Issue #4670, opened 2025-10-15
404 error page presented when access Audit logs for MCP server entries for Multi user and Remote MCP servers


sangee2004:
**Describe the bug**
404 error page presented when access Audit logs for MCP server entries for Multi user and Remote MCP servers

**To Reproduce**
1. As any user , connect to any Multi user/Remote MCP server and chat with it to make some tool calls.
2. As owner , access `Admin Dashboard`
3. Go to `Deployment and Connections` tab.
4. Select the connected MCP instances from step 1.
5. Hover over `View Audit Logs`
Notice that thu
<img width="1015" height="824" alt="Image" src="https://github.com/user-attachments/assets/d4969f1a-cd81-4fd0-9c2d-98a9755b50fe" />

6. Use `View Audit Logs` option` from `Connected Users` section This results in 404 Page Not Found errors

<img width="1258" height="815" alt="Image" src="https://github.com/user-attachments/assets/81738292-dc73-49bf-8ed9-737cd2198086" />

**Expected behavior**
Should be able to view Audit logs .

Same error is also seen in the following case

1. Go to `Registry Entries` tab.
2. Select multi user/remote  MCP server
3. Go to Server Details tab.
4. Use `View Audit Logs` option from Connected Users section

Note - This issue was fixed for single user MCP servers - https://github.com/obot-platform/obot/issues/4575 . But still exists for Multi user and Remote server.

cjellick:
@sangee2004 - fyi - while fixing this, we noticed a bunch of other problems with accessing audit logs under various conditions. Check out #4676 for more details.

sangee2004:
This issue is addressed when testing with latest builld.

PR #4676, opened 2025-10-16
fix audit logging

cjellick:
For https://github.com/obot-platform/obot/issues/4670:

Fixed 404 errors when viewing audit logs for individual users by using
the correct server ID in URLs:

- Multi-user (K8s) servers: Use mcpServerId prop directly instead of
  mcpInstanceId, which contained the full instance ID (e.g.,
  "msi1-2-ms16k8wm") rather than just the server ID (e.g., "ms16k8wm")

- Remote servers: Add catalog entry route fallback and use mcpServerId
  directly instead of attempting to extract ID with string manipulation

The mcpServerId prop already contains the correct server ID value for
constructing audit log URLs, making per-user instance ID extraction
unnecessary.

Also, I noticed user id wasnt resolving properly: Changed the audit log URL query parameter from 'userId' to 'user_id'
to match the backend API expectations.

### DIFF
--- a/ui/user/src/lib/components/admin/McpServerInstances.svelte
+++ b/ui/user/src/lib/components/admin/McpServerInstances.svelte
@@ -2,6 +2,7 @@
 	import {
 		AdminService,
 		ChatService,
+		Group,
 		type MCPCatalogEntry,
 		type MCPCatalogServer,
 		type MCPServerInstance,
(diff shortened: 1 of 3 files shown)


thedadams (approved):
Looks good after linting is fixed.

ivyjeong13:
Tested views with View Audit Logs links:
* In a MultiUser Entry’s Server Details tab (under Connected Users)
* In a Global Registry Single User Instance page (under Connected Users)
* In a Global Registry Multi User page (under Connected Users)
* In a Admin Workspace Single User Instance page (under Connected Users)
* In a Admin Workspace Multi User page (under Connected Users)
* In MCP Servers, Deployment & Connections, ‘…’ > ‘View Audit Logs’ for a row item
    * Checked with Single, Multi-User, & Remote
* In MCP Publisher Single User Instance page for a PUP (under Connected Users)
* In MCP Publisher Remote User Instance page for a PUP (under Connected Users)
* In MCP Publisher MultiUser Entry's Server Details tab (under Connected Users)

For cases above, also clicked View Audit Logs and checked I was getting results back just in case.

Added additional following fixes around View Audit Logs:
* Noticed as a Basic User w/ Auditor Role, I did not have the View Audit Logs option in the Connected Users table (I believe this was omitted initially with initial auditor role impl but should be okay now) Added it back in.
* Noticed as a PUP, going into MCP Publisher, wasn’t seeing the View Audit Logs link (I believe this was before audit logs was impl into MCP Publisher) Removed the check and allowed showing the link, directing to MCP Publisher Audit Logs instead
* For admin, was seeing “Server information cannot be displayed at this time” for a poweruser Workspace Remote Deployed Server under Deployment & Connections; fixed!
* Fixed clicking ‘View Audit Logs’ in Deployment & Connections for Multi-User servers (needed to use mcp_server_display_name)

...

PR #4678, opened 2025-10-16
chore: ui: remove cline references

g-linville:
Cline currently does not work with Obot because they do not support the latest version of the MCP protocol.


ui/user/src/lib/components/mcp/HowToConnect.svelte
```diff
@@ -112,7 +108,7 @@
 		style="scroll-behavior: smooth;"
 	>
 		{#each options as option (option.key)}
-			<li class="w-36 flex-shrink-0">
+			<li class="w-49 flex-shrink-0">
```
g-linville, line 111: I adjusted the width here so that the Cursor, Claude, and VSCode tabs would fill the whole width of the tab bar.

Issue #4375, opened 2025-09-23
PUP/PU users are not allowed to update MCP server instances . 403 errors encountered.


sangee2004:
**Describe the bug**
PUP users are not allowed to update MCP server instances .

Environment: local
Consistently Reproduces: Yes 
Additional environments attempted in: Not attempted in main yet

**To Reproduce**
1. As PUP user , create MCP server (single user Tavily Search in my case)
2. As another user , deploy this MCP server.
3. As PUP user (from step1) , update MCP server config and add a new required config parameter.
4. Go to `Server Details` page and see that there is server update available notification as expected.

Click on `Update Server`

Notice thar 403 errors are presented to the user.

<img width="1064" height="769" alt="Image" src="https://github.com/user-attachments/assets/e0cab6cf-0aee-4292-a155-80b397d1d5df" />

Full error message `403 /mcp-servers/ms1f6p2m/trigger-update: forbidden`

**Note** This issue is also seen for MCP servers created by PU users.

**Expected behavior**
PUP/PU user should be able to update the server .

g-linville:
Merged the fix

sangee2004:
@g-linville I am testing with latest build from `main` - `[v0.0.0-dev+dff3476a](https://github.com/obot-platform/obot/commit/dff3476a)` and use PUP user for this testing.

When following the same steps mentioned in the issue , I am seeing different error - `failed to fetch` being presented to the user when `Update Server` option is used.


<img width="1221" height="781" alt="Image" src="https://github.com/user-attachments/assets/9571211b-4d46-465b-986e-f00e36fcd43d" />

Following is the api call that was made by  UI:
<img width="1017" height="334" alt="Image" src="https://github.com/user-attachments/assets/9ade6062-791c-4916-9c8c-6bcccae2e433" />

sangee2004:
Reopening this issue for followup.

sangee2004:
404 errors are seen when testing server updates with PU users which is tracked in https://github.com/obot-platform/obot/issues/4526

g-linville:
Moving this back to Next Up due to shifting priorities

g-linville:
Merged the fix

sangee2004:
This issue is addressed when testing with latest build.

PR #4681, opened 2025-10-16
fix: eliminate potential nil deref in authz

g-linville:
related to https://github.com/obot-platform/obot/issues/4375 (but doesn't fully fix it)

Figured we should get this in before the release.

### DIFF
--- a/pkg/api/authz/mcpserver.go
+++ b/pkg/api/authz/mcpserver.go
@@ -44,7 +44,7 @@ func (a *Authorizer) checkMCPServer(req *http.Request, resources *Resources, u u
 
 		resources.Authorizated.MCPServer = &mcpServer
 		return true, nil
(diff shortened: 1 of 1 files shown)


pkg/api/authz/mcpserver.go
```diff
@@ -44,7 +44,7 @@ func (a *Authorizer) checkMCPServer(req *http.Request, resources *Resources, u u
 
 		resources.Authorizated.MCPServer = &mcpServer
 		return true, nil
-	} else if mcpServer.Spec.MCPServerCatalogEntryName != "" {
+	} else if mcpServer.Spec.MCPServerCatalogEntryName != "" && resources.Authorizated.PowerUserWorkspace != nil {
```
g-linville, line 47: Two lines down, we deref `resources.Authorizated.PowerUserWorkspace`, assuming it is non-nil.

==

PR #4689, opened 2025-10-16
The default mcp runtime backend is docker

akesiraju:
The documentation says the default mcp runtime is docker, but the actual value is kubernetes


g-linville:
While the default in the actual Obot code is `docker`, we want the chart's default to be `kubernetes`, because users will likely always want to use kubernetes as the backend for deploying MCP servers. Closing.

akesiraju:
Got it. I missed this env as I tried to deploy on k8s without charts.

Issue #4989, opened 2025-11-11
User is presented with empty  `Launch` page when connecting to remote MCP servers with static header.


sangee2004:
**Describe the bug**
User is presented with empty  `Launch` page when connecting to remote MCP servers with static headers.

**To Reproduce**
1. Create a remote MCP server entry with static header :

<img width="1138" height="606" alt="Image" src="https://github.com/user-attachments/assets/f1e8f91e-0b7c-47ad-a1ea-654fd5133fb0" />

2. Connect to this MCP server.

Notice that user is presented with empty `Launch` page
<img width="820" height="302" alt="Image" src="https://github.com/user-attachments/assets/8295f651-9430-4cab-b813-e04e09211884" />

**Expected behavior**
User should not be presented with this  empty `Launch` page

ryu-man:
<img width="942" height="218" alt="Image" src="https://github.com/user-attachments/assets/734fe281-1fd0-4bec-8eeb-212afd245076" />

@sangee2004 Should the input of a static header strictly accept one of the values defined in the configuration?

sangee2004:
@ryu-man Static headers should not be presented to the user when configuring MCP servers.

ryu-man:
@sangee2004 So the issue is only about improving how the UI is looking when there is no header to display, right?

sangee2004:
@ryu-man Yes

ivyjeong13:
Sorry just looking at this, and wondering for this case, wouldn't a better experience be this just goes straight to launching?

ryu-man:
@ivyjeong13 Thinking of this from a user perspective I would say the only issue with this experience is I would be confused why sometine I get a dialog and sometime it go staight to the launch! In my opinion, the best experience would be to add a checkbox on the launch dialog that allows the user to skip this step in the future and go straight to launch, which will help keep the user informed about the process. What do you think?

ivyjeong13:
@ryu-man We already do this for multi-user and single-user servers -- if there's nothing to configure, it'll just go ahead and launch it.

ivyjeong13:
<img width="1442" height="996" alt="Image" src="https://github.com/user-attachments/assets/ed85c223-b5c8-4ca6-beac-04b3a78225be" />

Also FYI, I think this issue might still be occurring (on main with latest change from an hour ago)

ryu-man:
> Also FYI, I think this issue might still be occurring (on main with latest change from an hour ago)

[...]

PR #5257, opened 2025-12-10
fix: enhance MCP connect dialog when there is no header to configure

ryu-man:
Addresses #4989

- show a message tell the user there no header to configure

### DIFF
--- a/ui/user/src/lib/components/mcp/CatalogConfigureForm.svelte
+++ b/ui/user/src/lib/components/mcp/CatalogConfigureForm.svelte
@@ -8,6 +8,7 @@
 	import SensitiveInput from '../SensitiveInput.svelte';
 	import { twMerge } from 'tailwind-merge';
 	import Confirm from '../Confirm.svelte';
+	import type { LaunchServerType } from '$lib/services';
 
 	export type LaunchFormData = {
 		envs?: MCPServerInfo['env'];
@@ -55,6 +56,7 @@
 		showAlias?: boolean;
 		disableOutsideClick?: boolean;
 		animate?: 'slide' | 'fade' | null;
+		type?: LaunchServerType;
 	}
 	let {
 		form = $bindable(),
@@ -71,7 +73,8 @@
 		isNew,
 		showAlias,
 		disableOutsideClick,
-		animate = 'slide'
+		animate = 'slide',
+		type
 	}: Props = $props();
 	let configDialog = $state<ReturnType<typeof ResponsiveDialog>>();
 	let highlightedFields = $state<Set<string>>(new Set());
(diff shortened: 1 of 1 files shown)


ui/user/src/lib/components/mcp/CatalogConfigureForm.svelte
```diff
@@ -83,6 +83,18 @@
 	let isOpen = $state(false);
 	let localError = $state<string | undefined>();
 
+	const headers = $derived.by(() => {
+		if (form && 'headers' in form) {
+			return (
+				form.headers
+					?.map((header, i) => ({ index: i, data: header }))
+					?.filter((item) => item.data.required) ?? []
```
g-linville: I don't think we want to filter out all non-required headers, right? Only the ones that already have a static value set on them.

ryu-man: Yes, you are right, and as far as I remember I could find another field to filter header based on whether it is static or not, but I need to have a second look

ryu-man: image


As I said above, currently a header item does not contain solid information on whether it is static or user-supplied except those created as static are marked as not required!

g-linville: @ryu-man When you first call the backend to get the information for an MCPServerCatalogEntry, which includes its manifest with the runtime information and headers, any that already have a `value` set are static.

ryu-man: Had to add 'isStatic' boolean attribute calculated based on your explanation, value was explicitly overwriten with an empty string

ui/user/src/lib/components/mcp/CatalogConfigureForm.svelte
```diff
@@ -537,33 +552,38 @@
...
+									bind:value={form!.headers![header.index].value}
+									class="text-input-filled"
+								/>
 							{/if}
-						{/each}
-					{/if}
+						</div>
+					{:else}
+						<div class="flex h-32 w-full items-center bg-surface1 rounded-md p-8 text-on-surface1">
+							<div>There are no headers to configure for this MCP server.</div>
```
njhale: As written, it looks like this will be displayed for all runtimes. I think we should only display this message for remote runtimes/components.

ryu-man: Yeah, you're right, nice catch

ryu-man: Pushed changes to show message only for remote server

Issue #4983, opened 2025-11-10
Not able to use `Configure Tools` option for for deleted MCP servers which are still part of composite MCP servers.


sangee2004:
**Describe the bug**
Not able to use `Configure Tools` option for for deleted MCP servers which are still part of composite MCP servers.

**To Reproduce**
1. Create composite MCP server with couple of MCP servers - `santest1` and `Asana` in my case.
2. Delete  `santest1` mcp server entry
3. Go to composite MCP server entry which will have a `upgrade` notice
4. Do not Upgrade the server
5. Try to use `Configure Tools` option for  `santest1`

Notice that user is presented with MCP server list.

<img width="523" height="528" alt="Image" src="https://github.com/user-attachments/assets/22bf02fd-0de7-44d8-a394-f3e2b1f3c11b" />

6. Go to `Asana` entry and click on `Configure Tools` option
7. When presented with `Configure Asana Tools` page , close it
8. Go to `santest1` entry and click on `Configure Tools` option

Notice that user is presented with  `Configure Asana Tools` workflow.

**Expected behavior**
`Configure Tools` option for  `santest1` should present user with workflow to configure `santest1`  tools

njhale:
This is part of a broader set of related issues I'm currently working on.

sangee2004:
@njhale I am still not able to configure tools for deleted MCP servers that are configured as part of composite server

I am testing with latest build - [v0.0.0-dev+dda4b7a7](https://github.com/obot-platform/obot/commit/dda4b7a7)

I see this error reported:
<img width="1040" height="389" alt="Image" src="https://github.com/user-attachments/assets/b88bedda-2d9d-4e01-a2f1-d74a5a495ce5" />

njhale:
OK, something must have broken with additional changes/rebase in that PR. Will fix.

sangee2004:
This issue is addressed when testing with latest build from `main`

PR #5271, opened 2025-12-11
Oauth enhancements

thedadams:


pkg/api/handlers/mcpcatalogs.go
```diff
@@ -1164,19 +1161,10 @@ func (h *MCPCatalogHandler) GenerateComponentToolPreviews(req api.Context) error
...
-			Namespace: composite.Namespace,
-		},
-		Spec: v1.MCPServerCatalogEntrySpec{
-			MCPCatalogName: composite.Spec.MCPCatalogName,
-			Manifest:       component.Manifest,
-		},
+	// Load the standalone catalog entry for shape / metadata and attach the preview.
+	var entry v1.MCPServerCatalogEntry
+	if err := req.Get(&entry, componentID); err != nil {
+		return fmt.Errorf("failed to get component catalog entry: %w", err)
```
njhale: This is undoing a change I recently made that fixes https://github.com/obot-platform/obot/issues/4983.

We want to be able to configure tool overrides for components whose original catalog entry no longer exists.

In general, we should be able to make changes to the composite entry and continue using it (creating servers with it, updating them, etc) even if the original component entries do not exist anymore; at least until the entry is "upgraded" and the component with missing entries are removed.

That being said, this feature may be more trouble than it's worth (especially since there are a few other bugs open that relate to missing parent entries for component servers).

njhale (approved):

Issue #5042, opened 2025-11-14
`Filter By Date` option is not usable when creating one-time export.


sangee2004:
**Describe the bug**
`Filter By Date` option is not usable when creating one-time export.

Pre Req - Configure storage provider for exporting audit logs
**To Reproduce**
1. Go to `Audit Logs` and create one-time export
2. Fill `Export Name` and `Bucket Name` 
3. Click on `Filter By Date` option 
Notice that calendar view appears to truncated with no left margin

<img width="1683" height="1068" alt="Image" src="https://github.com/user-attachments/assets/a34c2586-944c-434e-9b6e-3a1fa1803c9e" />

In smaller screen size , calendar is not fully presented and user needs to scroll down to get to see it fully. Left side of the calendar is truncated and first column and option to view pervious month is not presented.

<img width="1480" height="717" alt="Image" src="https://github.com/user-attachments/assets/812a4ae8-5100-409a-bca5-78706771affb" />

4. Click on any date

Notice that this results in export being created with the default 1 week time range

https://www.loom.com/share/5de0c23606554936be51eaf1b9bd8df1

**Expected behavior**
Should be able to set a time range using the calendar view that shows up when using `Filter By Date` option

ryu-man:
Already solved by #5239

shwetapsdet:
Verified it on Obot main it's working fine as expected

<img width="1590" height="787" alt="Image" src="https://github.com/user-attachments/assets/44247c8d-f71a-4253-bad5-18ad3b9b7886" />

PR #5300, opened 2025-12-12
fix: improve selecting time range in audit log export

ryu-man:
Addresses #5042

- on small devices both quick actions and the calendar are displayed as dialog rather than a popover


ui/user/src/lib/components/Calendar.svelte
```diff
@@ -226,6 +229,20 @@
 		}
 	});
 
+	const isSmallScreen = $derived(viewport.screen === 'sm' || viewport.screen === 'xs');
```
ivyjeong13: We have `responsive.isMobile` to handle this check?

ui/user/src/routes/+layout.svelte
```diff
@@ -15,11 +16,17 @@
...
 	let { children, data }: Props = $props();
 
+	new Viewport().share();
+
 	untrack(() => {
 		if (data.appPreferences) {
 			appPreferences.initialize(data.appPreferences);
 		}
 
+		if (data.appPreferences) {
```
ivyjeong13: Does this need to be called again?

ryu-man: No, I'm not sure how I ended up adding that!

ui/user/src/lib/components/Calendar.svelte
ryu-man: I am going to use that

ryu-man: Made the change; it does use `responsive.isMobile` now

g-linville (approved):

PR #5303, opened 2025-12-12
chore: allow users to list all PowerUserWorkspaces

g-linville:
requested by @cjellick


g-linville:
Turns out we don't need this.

### WHAT TO WORK ON
Throughout the material above, find every line holding "props" and copy it.

### RESPONSE TO THE EXERCISE
 	}: Props = $props();
 	let { children, data }: Props = $props();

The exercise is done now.